Les cardinaux avaient nommé un barbare[3]. Malgré les tristes souvenirs de la translation du saint-siège à Avignon, qui avaient fait adopter pour maxime au sacré collège de ne jamais élire que des papes italiens, ils venaient de choisir un étranger qui pouvait de nouveau transférer au-delà des Alpes le souverain pontificat. C’était l’objection qu’on avait opposée au cardinal d’York et qu’on oublia pour le cardinal de Tortose. L’élection faite, les membres du conclave, qui mirent, dit Guicciardini, cette extravagance sur le compte du Saint-Esprit[4], en furent consternés. La colère du peuple de Rome éclata à la nouvelle qu’on lui avait donné un transalpin pour pape, et elle les remplit d’épouvante. Un immense cri de désapprobation s’éleva contre eux à leur sortie du conclave. — « Pourquoi, leur disait-on, n’avez-vous pas élu un de vous[5] ! » — Plus morts que vifs[6], ils allèrent s’enfermer dans leurs demeures, qu’ils n’osèrent pas quitter de quelque temps dans la crainte d’être maltraités, ou tout au moins insultés par le peuple[7], irrité d’un

  1. Le cardinal Trivulzio écrivait le 14 janvier à François Ier : « J’espère que de tous ceulx lesquels sont esté plus prochain d’estre pape cestuy cy quest esleu soit le meillieur pour vous. » Mss. Béthune, vol. 8487, fol. 32. — C’est ce qu’écrivait aussi le 9 janvier, à François Ier, Nicolas Raince, en lui disant que, le choix ne pouvant tomber que sur un impérial, le cardinal de Tortose était préférable « pour le bien et moins mal de vous, non-seulement pour ce que l’on dit qu’il soit de bonne vie, mais pour aultant que de six ne de huit mois il ne se peult trouver en lieu où il vous puisse empescher ni luy ni son disciple. » Mss. Béthune, vol. 8500, fol. 86, sqq.

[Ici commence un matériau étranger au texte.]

PR #11, opened 2016-05-09
added cli module

mkolarek:


jbao:
cool, we could possibly change cli.py to expan and make setup.py install this script to some python path, such that the user only needs to type expan in the command line.

robertmuil:
+1 to Jie - and also, I don't think we need to import the cli with the core module do we? If we're importing expan within python, we don't need or want cli functionality...

mkolarek:
yes I've added it as a module without thinking too much, sorry... I can look into how setup.py can be modified, what would you guys say the priority of this is?

robertmuil:
low

On Tue, May 10, 2016 at 10:47 AM, Marko Kolarek notifications@github.com
wrote:

> yes I've added it as a module without thinking too much, sorry... I can
> look into how setup.py can be modified, what would you guys say the
> priority of this is?
> 
> —
> You are receiving this because you commented.
> Reply to this email directly or view it on GitHub
> https://github.com/zalando/expan/pull/11#issuecomment-218095836

## 

_Robert Muil_ Data Scientist | +49 176 276 02775 | E-Mail:
robert.muil@zalando.de

jbao:
`setup.py` should install now the binary `expan` to some system/environment path, can someone test this?

robertmuil:
Cool! Works as advertised! That's really cool.
I'm gonna merge this to dev and then we can bump the version there before merging to master.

  2. « Et incontinent fut dit habemus papam, ce que voyant les autres cardinaux et que déjà il estoit pape ils accédèrent. » Dépêche de Nicolas Raince. ibid., fol. 95.
  3. « Avevano eletto un pontefice barbaro e assente. » Guicc. lib. XIV.

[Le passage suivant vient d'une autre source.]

PR #15, opened 2016-05-15
Enhancement/version

pangeran-bottor:


robertmuil:
Hi Pangeran, thank you most kindly for contributing to the project! Wonderful to see.

I like very much your idea of reducing the number of places where the version string is hard-coded - currently we just use the `bumpversion` program to maintain these strings. I'm not 100% sure whether the regular expression parsing of the `version.py` is the easiest approach though... wouldn't it be better to just import the `version.py` module?

Also, I'll have to go through and understand where all the other commits in this pull-request are coming from - I assume that you took the `dev` branch and are now merging against `master`? (that's completely fine, but we'll have to just go through all those changes of marko and I to make sure it's all ok)...

robertmuil:
Hi Pangeran,
could you please just resubmit this PR, updating your local branch first?
I have since merged all the `dev` commits into `master`, so that if you do a PR this time for just the version change, it will be much cleaner.
Thank you very much.
Rob.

  4. « Della quale stravaganza non potendo con ragione alcuna scusarsi transferivano la causa nello Spirito santo. » Guicc, lib. XIV.
  5. « E nel’ uscir di conclave si levarono contro a loro grandissime strida, dicendo : Perche non eleggeste uno di voi ? » Relazione di Gradenigo, etc., ibid., p. 74.
  6. « I cardinali rimasero morti di aver fatto uno che mai non videro. » Ibid.
  7. « Sire, vous ne sçauriez croire le malcontentement de toute cette cité… et vous promectz, sire, que les cardinaux n’osent aller parmy les rues, car en saillant du conclave grands et petits crioient et couroient après eulx, que c’estoit grand honte de le veoir, car tous tiennent que ceste court est perdue. » Dépêche du 10 janvier de Pins à François Ier, mss. Béthune, vol. 8500, fol. 91.